The National Basketball Association (NBA) said Friday it had cancelled all remaining press events for its current China tour, citing the “complicated and unprecedented” controversy over Hong Kong protests and free speech.
Two pre-season exhibition games in China between the Los Angeles Lakers and Brooklyn Nets have been overshadowed by a Chinese backlash against a Houston Rockets executive’s expression of support last Friday for Hong Kong pro-democracy protests.
“We have decided not to hold media availability for our teams for the remainder of our trip in China,” the NBA said in a statement.
“They have been placed into a complicated and unprecedented situation while abroad and we believe it would be unfair to ask them to address these matters in real time.”
Houston Rockets general manager Daryl Morey sparked the dispute with a tweet expressing solidarity with protesters in Hong Kong who have staged months of increasingly violent demonstrations against China’s control of the semi-autonomous region.
The NBA’s Chinese sponsors dropped lucrative partnership deals in protest, and the affair quickly ballooned into yet another irritant in the US-China relationship when leading American politicians urged the NBA to ditch all activities in China in retaliation.

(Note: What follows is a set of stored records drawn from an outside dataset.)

PR #190, opened 2020-11-29
JS Post OOP

ustymchyk:
### JS Post OOP

[Demo](https://ustymchyk.github.io/a-tiny-JS-world/) |
[Code base](https://github.com/ustymchyk/a-tiny-JS-world)

Please, review.

### DIFF
--- a/submissions/ustymchyk/js-post-oop/index.js
+++ b/submissions/ustymchyk/js-post-oop/index.js
@@ -1,6 +1,5 @@
 /* Refer to https://github.com/OleksiyRudenko/a-tiny-JS-world for the task details
    Complete the below for code reviewers' convenience:
-
    Code repository: _put repo URL here_
    Web app: _put project's github pages URL here_
    */
@@ -8,14 +7,19 @@
 // ======== OBJECTS DEFINITIONS ========
 // Define your objects here
 class Creature {
-    constructor(name, gender, age) {
+    constructor(name, gender, age, species) {
         if (new.target === Creature) {
             throw new TypeError("Cannot construct Abstract instances directly");
         }
 
+        this.species = species;
         this.name = name;
         this.gender = gender;
         this.age = age;
+    }
+
+    toString() {
+        return `${this.species}, ${this.name}, ${this.gender}, ${this.age}`;
     }
 
     bornCreature(partner = {}, femaleName, maleName) {
@@ -35,12 +39,12 @@ class Pet extends Creature {
     #angrySound;
     #energy;
 
-    constructor(name, gender, age, happySound, angrySound) {
-        if (new.target === Pet) {
+    constructor(name, gender, age, species, happySound, angrySound) {
+        if (new.target === Creature) {
             throw new TypeError("Cannot construct Abstract instances directly");
         }
 
-        super(name, gender, age);
+        super(name, gender, age, species);
 
         this.#happySound = happySound;
         this.#angrySound = angrySound;
@@ -66,8 +70,8 @@ class Pet extends Creature {
         this._talk(this.#happySound);
     }
 
-    introduce() {
-        return `${this.#happySound} ${this.name} ${this.#happySound} ${this.#happySound} ${this.gender} ${this.#happySound} ${this.age}`;
+    toString() {
+        return `${this.#happySound} ${super.toString()} ${this.#happySound}`;
     }
 
     _talk(sound) {
@@ -82,15 +86,13 @@ class Pet extends Creature {
 // I use _ instead of # in methods for prototype inheritance.
 class Cat extends Pet {
     constructor(name, gender, age) {
-        super(name, gender, age, 'meow', 'shhhh');
-        this.species = 'cat';
+        super(name, gender, age, 'cat', 'meow', 'shhhh');
     }
 }
 
 class Dog extends Pet {
     constructor(name, gender, age) {
-        super(name, gender, age, 'wof', 'grrrr');
-        this.species = 'dog';
+        super(name, gender, age, 'dog', 'wof', 'grrrr');
     }
 }
 
@@ -100,14 +102,14 @@ class Human extends Creature {
     #contacts = [];
 
     constructor(name, gender, age) {
-        super(name, gender, age);
-        this.species = 'human';
+        super(name, gender, age, 'human');
         this.spouse = null;
+        this.children = [];
     }
 
     talkWith(otherHuman) {
         if (otherHuman instanceof Human) {
-            if (!this.#contacts.includes(otherHuman.name)) {
+            if (!this.#contacts.includes(otherHuman)) {
                 this._createContact(otherHuman);
                 otherHuman.talkWith(this);
             }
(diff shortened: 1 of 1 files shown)


ustymchyk:
@OleksiyRudenko  what means 'reference-code' tag?

OleksiyRudenko:
> @OleksiyRudenko  what means 'reference-code' label? 

It denotes code worth referencing to in educational purposes. In other words, code outstanding when compared with the majority of submissions

ustymchyk:
Nice. I've thought that it means that i'm cheating.

submissions/ustymchyk/js-post-oop/index.js
```diff
@@ -0,0 +1,212 @@
...
+            friends = `There is my friends: ${this.getFriendsNames()}. `;
+        }
+
+        if (this.spouse) {
+            spouse = `And i have a spouse ${this.spouse}; `;
+        }
+
+        return intro + friends + spouse;
+
+    }
```
OleksiyRudenko, line 152: It is not illegal that child classes use properties introduced by a base class.
However for the sake of method overloading demonstration let's make all inhabitants intorducing themselves in a similar manner. In terms of hierarchy and OOP principles let's implement it so that every class manages only the part with properties introduced by such base or child class.

OleksiyRudenko (changes requested):
@ustymchyk Excellent job!
Let's make it brilliant and shiny.

You are demonstarting good knowledge of many OOP principles, es6 classes syntax and even private props syntax.

There is however a tiny flaw in hierarchy architecture we need to fix.
It also would be great to see method overloading yet at the cost of creativity with non-human inhabitants intro. However the latter will pay back with some bonus knowledge. (code-word `toString`)

submissions/ustymchyk/js-post-oop/index.js
```diff
@@ -35,12 +39,12 @@ class Pet extends Creature {
     #angrySound;
     #energy;
 
-    constructor(name, gender, age, happySound, angrySound) {
-        if (new.target === Pet) {
+    constructor(name, gender, age, species, happySound, angrySound) {
+        if (new.target === Creature) {
```
OleksiyRudenko: I can remember you fixed this to have a comparison against `Pet`. It didn't work as expected?

submissions/ustymchyk/js-post-oop/index.js
```diff
@@ -1,23 +1,27 @@
...
         }
 
+        this.species = species;
         this.name = name;
         this.gender = gender;
         this.age = age;
     }
 
+    toString() {
+        return `${this.species}, ${this.name}, ${this.gender}, ${this.age}`;
```
OleksiyRudenko, line 22: Imagine, you have dozens of props to form a string from.
How about emploing `Array.join`?

submissions/ustymchyk/js-post-oop/index.js
```diff
@@ -118,64 +120,101 @@ class Human extends Creature {
...
     }
 
-    introduce() {
+    toString() {
         const intro = `Hello! My name is ${this.name}, I'm ${this.age}. `;
-        let friends = '';
-        let spouse = '';
+        let friends = this.#friends.length ? `There is my friends: ${this.getFriendsNames()}. ` : '';
+        let spouse = this.spouse ? `And i have a spouse ${this.spouse.name}; ` : '';
+        let children = this.children.length ? `My ` + this.children.length > 1 ? `children: ${this._getChildren()}` : `child: ${this._getChildren()}` : '';
```
OleksiyRudenko, line 143: Nested ternaries are easier to read when formatting reflects nesting levels.
Consider employing [prettier.io](https://prettier.io/) plugin to your IDE for it to take care of formatting and readability.
**This is not required to fix now.**

submissions/ustymchyk/js-post-oop/index.js
```diff
@@ -203,10 +241,9 @@ const puppy = ruby.bornCreature(asher, 'Sushi', 'Sid');
...
    print('<strong>ABC</strong>');
    print('<strong>ABC</strong>', 'div');
-
    print('human; John; male; 2; 2; Hello world!; Rex, Tom, Jenny');
    print('human; <strong>John</strong>; male; 2; 2; <em>Hello world!</em>; Rex, Tom, Jenny');
    print('human; <strong>John</strong>; male; 2; 2; <em>Hello world!</em>; Rex, Tom, Jenny', 'div');
    */
 
-[...men, ...women, luna, leo, kitty, asher, ruby, puppy].forEach(creature => print(creature.introduce()));
+[...men, ...women, luna, leo, kitty, asher, ruby, puppy].forEach(creature => print(creature.toString()));
```
OleksiyRudenko, line 249: Here is the bonus:
`.toString` is a magic method defined for every object in JS. It called implicitly in string context. It is `Object.toString` that is responsible for `[Object object]` output in console under node or via `alert` in browser.
`print` function ensures string context for its arguments, so `print(creature)` will work as expected.

submissions/ustymchyk/js-post-oop/index.js
```diff
@@ -118,64 +120,101 @@ class Human extends Creature {
...
+    }
+}
+
 const getRandomAge = () => Math.floor(Math.random() * 15 + 20);
+const names = new Names();
 
-const men = ['Liam', 'Noah', 'Oliver', 'William', 'Elijah', 'James', 'Benjamin'].map(name => new Human(name, 'm', getRandomAge()));
-const women = ['Olivia', 'Emma', 'Ava', 'Sophia', 'Isabella', 'Charlotte', 'Amelia'].map(name => new Human(name, 'f', getRandomAge()));
+const men = [0, 1, 2, 3, 4].map(() => new Human(names.getMaleName(), 'm', getRandomAge()));
+const women = [0, 1, 2, 3, 4].map(() => new Human(names.getFemaleName(), 'f', getRandomAge()));
```
OleksiyRudenko, line 211: Not a really valid use case for `.map`. We do not transform source array into new array, but rather use it as a quesi-iterator. What if we create dozens if not thousands of men and women? This approach won't scale up.
**You are not required to fix this now.**

OleksiyRudenko (changes requested):
@ustymchyk well done!
A few more tiny things and we are done.

submissions/ustymchyk/js-post-oop/index.js
ustymchyk: Totally agree. Just I`m enjoying how it looks in one line.  😂

submissions/ustymchyk/js-post-oop/index.js
ustymchyk: Do i understand correctly? Just Array.join([this.species, this.name, this.gender, this.age]).join(', ');

submissions/ustymchyk/js-post-oop/index.js
ustymchyk: No, I`ve fixed it in the 'submission' repo and forgot in my repo. Then, when made improvements in my repo, forgot about this point. So, it just a mistake during working with two repo.

submissions/ustymchyk/js-post-oop/index.js
ustymchyk: Or its about `Object.values(this).join(', ')`? 
But then i`ll have methods code.

OleksiyRudenko: `[this.species, this.name, this.gender, this.age].join(',  ');` as per changes is totally fine.

OleksiyRudenko (approved):
Brilliant work!

ustymchyk:
Thanks a lot)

An NBA representative told AFP that the second game between the Lakers and Nets, set for Saturday night in the southern city of Shenzhen, was still expected to proceed as planned.
The teams flew to Shenzhen earlier Friday after playing their first game in Shanghai the night before.
The Shanghai game proceeded smoothly despite the raging controversy, as a near-capacity crowd of 18,000 Chinese fans cheered wildly for Lakers superstar LeBron James and his cohorts.